IT'S A FUNNY THING about the Phillies: They have lived in the October cauldron for four seasons now but they have usually managed to avoid the worst of the heat.
The Phillies have front-run in almost every series in which they have played. The two series they lost - that first one against Colorado in 2007 and last year's World Series to the Yankees - were disappointments tempered by the reality that a lot had been accomplished along the way.
This series is different, though, different year, different expectations. Lose Game 1 - behind Roy Halladay, at home, when favored to win not only this series against the San Francisco Giants but to win the whole thing - and the temperature begins to rise. It is the simple reality.
The Phillies' response? Cool, surgical, persistent, adaptive.
For a lot of that, they can thank Roy Oswalt.
With Oswalt looking like Oswalt again on the mound, and with a sudden willingness to play small-ball and manufacture runs, and with slumping Jimmy Rollins providing the emphatic punctuation with a bases-loaded double off the rightfield wall in the seventh inning, the Phillies evened the National League Championship Series at a game apiece with a 6-1 victory.
"You've got a little more adrenaline going when you go out there," Oswalt said. "But you still have to treat it as a game, and that's what it is. You can't get caught up in the moment of trying to get the momentum back on your side. You have to pitch your game. From the beginning, I told myself, 'All you can give is 100 percent.' If it ain't good enough that night, go try to get it next time."
The Giants undoubtedly will leave town saying that they accomplished what they needed to accomplish in the first two games, which is true enough. But the Phillies, under pressure after Game 1, have grabbed this thing back. Confronted with their first Game 1 loss since that 2007 series against Colorado, they have regained, well, they have regained that look. You know, the one where they appear to be more machine than men - and more about wearing down the opposition than anything else.

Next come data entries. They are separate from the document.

PR #3461, opened 2024-02-23
REPLACED BY #6991 - allow ranked collective members below mininum required rank to vote but with zero weight

abdbee:
**Note, due to a small mishap that required me to rewrite this branch's history and force-push, this PR has now been replaced by #6991** 

This PR adjusts the `ranked_collective` pallet to allow ranked collective members below the minimum required rank to vote. But this vote doesn't affect the outcome of a poll because it carries zero weight (0 voting power).

Currently, a vote by members below the minimum rank results in a `RankTooLow` error. This PR removes this error and allows such members to vote successfully. This means `Tally.bare_ayes` increases by one for such members, but no changes are made to `Ayes`/`Nays`


substrate/frame/ranked-collective/src/lib.rs
```diff
@@ -625,7 +623,7 @@ pub mod pallet {
 								None => pays = Pays::No,
 							}
 							let min_rank = T::MinRankOfClass::convert(class);
-							let votes = Self::rank_to_votes(record.rank, min_rank)?;
+							let votes = Self::rank_to_votes(record.rank, min_rank).unwrap_or(0);
```
bkchr, line 626: I checked again the code and this would basically break [`support`](https://github.com/paritytech/polkadot-sdk/blob/0f4e849e0ac2de8c9880077c085985c5f656329c/substrate/frame/ranked-collective/src/lib.rs#L130).

We probably should extend `Tally` with some sort of `out_of_rank_ayes` or whatever. Then the UI can combine `bare_ayes` and `out_of_rank_ayes` to show some total number of ayes.

Maybe @ggwpez has a better idea.

abdbee: HI @bkchr , I extended `Tally` to include both `out_of_rank_ayes` and `out_of_rank_nays`. thought it'd be a good idea to include `out_of_rank_nays` too, so that it reflects both sides.

bkchr: There is another problem, as I just realized. This is based on the assumption that `VoteWeight::convert` never returns `0`. Which is not guaranteed. 

So, we probably need to change `Voting` as well to take an `Option<Votes>` or you have some better idea.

"We were down in the series, but we weren't going to panic," Ryan Howard said.
The key to the thing was Oswalt, which everybody kind of understood all along. As soon as the pitching matchups for the series were set, the absolute importance of Game 2 just screamed at you from the page. The Phillies had not hit Jonathan Sanchez well at all, and it was likely going to be a long night against him. In response, Oswalt was going to have to be Oswalt again, and especially after his rusty outing in the first round of the playoffs against Cincinnati.
And, well, Oswalt gave the Phillies everything they needed, eight innings of three-hit baseball, to be specific. The only run he allowed was on a home run to Cody Ross, his third of the series. And what Oswalt did more than anything was build a calm framework on a tense night, a framework within which the Phillies' struggling offense could begin to do its business. That's true even if he did run through a stop sign in the seventh inning and score a frantic run.
"He had a little chip on his shoulder," Shane Victorino said of Oswalt. "I'm sure he wanted to come out and make a statement. I'm sure he was a little disappointed with his first outing. But that's Roy. He loves to win. He's a born winner."
The Phillies did not suddenly begin to tear the cover off the ball against Sanchez. But what they did was make him work and - don't tell anybody - actually did some small-ball manufacturing. They got a run in the first inning on an error and three walks. They got a second run in the fifth inning on a double by Victorino, a long fly ball to right by Chase Utley that moved Victorino to third, and a sacrifice fly by Placido Polanco. Then they blew it open in the seventh as they got into the Giants' bullpen, with Rollins rocketing the double that cleared the bases.
The result is that the Phillies look like themselves again. The heat and pressure did nothing but energize them. Their hands remain full but the machine is again operating.
And it was Roy Oswalt who calmly flipped the switch.